Америку никак нельзя отнести к числу народов, зачарованных тайной смерти. Скорее, смерть здесь воспринимается как досадное обстоятельство жизни - единственное, которое пока еще нельзя до конца поправить каким-нибудь техническим совершенством. Малоприятные вещи не обсуждаются - и смерть в первую очередь.
Это в России любят расписывать обстоятельства мучения и кончины, вплоть до самых мелких, истерически смешных подробностей. Помню, как смеялся один бывший сталинский зэк, рассказывая, как в лагерной каменоломне обрушился пласт и накрыл его товарища, и как у того глаза тужились, тужились, вылезая из орбит... Я удивлялся этой веселости при страдании ближнего, пока с таким же смехом бывший зэк не рассказал о том, как его самого петлей за ногу стаскивали с верхних нар, чтобы больной не прогулял работу. Смеяться, право, не грешно в стране, где умирать смешно. Где смерть не чрезвычайная гостья, но хозяйка на пиру истории: всем улыбается, со всеми милуется, каждого потрепливает по щеке - такие фамильярные манеры.
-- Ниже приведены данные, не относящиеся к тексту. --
PR #1461, opened 2017-12-27
Improve security of Console and Log files

Maxetto:
This is a security plugin and given it's purpose, having a simple option to show in plain text every password while instead there's no PLAINTEXT store option in the database (not anymore, as last time we discussed about this option there was still many refactoring to do), is stupid and unsafe.

Many people use this option more for bad than for good, probably no one will ever complain about this providing a good use case.

Latest step in security would be a way to encrypt or hide commands to command loggers, but this may be impossible with Bukkit API.

### DIFF
--- a/src/test/resources/fr/xephi/authme/settings/config-old.yml
+++ b/src/test/resources/fr/xephi/authme/settings/config-old.yml
@@ -315,8 +315,6 @@ Security:
     console:
         # Remove spam console
         noConsoleSpam: true
-        # Replace passwords in the console when player type a command like /login
-        removePassword: true
     captcha:
         # Player need to put a captcha when he fails too lot the password
         useCaptcha: false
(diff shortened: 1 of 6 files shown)


src/test/resources/fr/xephi/authme/settings/config-old.yml
```diff
@@ -315,8 +315,6 @@ Security:
     console:
         # Remove spam console
         noConsoleSpam: true
-        # Replace passwords in the console when player type a command like /login
-        removePassword: true
```
ljacqu: This should stay; it tests an old config.yml version

Maxetto: Ok, reverted that commit.

ljacqu: Cheers ;)

ljacqu:
Thanks for doing this :)

PR #1464, opened 2018-01-05
Captcha for register [unfinished]

ljacqu:
Starting to get really sick of this issue (#930)... Not my best work. :) Suggestions for improvements are very welcome.

**Still unfinished**, as messages on the limbo player need to be updated when a captcha was solved successfully.


ljacqu:
@sgdc3 raised an excellent point that the handling of circular dependencies will have to be improved from the current implementation. In order not to break the scope I'll keep with the current one within this PR and I'll create a technical follow-up issue to tackle that.

ljacqu:
I just found a way to resolve the circular dependency. Will probably merge this today

Issue #1467, opened 2018-01-06
Add additional level to message keys 


ljacqu:
As our YML message files are growing we need to ensure that the file stays maintainable. Currently we group messages with a YAML comment but this is troublesome when we manipulate YML files. It would be easiest if we changed the message keys to have their group as first level.

Currently we have:
```yml
# Login
usage_log: '&cUsage: /login <password>'
wrong_pwd: '&cWrong password!'
```

And after introducing a path in the key:
```yml
login:
    usage_log: '&cUsage: /login <password>'
    wrong_pwd: '&cWrong password!'
```

This would automatically solve #1087.

### Task
- Change message keys to new structure
- Implement a migration for old files
- Improve key names whenever possible (since we are changing the keys anyway)
- Change all placeholders to have the format `%placeholder%`

Twonox:
What do you mean with "Implement a migration for old files" ?

ljacqu:
Migration means that when AuthMe loads any of the existing message files, it should notice that it's in the old format and automatically migrate to the new format. 
The keys shouldn't be translated; that's how the message texts are identified by.

Twonox:
Okay I see, thanks ;)

ljacqu:
This is coming along quite well but it's a lot of work 😅

sgdc3:
:+1: :+1: :+1: :+1:

ljacqu:
Hi @sgdc3, would you like to verify if the behavior is OK? Any missing messages are added on the loading of a YML file from the local messages file (e.g. messages_fr.yml) and then whatever is left comes from messages_en.yml

sgdc3:
Do you need some testing or just an opinion?

ljacqu:
I have tested it, I'd just feel bad to close such a big issue without any kind of feedback :) So just an opinion essentially. :)

HexelDev:
Well done dude ;)

ljacqu:
@HexelDev Thank you :sweat_smile:

HexelDev:
<3

PR #1469, opened 2018-01-07
Update messages_fr.yml

Twonox:
@ljacqu 
Could you change the captcha variables (<theCaptcha> & THE_CAPTCHA) to %captcha% ?
Because there is a confusion with the argument messages.


ljacqu:
Thanks a lot, @Twonox! You're right; we should change all placeholders to be in the same format & easily recognizable. We can change them all to the `%placeholder%` format with #1467, since with that issue we'll be changing the message formats anyway.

В 19-ом веке, со времени гоголевских "Мертвых душ" и "Записок из Мертвого дома" Достоевского, некрореализм становится чуть ли не господствующим методом русской литературы, а живой труп - самым типическим персонажем. Что же удивляться, что в 20-ом веке труп оказался живее всех живых и с центральной площади посылал руководящие указания постепенно умирающей стране. Кажется, из всех революционных обещаний только одно и было пророчески выполнено: "и как один умрем". Смерть стала столь обыденна и повседневна, что государство наложило на неё суеверный запрет и убрало из философии и литературы. Государство, с его деликатными расстроенными нервами, просто не выносит, когда в доме повешенного говорят о веревке.
В житейских же разговорах кто как умер или кто как был прикончен - самая теплая и задушевная тема. Также и большая литература, от "Котлована" Платонова до солженицынского "Архипелага", с неизменным художественным вкусом живописует разнообразные способы прекращения жизни.
В Америке, наоборот, государство нисколько не запрещает говорить о смерти и даже радо по-деловому напомнить о ней. На обратной стороне водительских удостоверений напечатано стандартное заявление от имени владельца (без подписи недействительно): "Настоящим я приношу по своей кончине следующие анатомические дары: (1) любые органы или ткани, (2) за исключением следующих (укажите)". В Советском Союзе подобный документ был бы воспринят как черный юмор, в Америке же государство не шутит и не пугает, а просто рассудительно подходит к проблеме: если тебе разрешают водить машину до самой смерти, то почему бы и тебе не разрешить воспользоваться своими органами, когда они тебе уже не понадобятся?
Зато частные лица предпочитают либо вовсе не касаться этой мрачной темы, либо отыскивать в ней светлые стороны. Наш сосед, у которого умерла мать, описывал все происшедшее с ней как большую удачу: мучилась она недолго, умерла легко, просто заснула, не приходя в сознание. Порою кажется, что американцы следуют заповеди простодушного вольтеровского героя: "Все к лучшему в этом лучшем из миров". Но Кандид, по воле ехидного автора-европейца, претерпевает множество бед, опровергающих его ложный оптимизм, а вот американцам, свято поверившим в эту сладенькую ложь, и впрямь удалось создать что-то вроде лучшего из миров.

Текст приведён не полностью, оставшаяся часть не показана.